## Assignment
A verbatim reproduction of the lines below, from the line containing "stefanpenner: do we" through the line containing "Turbo87: I tend", both ends included, is the whole required output.

## Information provided
PR #5831, opened 2016-04-21
Update "inquirer" to v1.0.2

Turbo87:
Now that SBoudrias/Inquirer.js#362 is fixed we can update our "inquirer" dependency to the v1.x release series.

### DIFF
--- a/lib/ui/index.js
+++ b/lib/ui/index.js
@@ -1,7 +1,6 @@
 'use strict';
 
 var ora              = require('ora');
-var Promise          = require('../ext/promise');
 var EOL              = require('os').EOL;
 var chalk            = require('chalk');
 var writeError       = require('./write-error');
@@ -192,17 +191,17 @@ UI.prototype.stopProgress = function() {
   }
 };
 
+/**
+ * @method writeLevelVisible
+ * @param {Object} questions
+ * @param {Function} [callback]
+ * @return {Promise}
+ */
 UI.prototype.prompt = function(questions, callback) {
   var inquirer = require('inquirer');
 
   // If no callback was provided, automatically return a promise
-  if (callback) {
-    inquirer.prompt(questions, callback);
-  } else {
-    return new Promise(function(resolve) {
-      inquirer.prompt(questions, resolve);
-    });
-  }
+  return inquirer.prompt(questions, callback);
 };
 
 /**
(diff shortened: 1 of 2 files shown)


lib/ui/index.js
```diff
@@ -194,11 +193,13 @@ UI.prototype.prompt = function(questions, callback) {
...
   // If no callback was provided, automatically return a promise
   if (callback) {
-    inquirer.prompt(questions, callback);
-  } else {
-    return new Promise(function(resolve) {
-      inquirer.prompt(questions, resolve);
+    inquirer.prompt(questions).then(function(result) {
+      callback(result);
+    }).catch(function() {
+      callback(null);
```
stefanpenner: do we really want to catch and swallow all exceptions?

Turbo87: this is essentially just mirroring the previous behavior, but I'm open to other ideas.

stefanpenner: i think we should rethrow / crash if there is an exception. No?

Turbo87: I tend to agree, I'm just not sure *how* to rethrow in this case. The old `callback` argument is not using the node `function(err, result)` signature so we can't pass any errors to the callback like that.

Turbo87: @stefanpenner any ideas?

twokul: @Turbo87 @stefanpenner it seems with new `1.0.3` release, we should be able to re-throw ([commit link](https://github.com/SBoudrias/Inquirer.js/commit/19f5e1a4cadb1cc0c73f54c68691f9b61d241f0a)).

so then something like this should work:

```js
function rethrow(reason) {
  setTimeout(function() {
    throw reason;
  }, 0);
}
```

Turbo87:
@stefanpenner apparently I missed that inquirer is still supporting the old callback interface too. this means that inquirer now has the exact same interface as our `prompt()` method so we can just pass along the arguments and the return value. I updated the PR to that and added some type info for the API docs.

stefanpenner:
@Turbo87 cool, seems like the tests are unhappy. Am i blocking something or ...

Turbo87:
@stefanpenner looks  like AppVeyor is somewhat flaky at the moment, but Travis seems fine with these changes

stefanpenner:
@Turbo87 :shipit:

stefanpenner:
@homu r+

Turbo87:
@homu are you going to test this any time soon?!

stefanpenner:
i <3 @homu but its having some troubles lately...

## Solution for this task
stefanpenner: do we really want to catch and swallow all exceptions?

Turbo87: this is essentially just mirroring the previous behavior, but I'm open to other ideas.

stefanpenner: i think we should rethrow / crash if there is an exception. No?

Turbo87: I tend to agree, I'm just not sure *how* to rethrow in this case. The old `callback` argument is not using the node `function(err, result)` signature so we can't pass any errors to the callback like that.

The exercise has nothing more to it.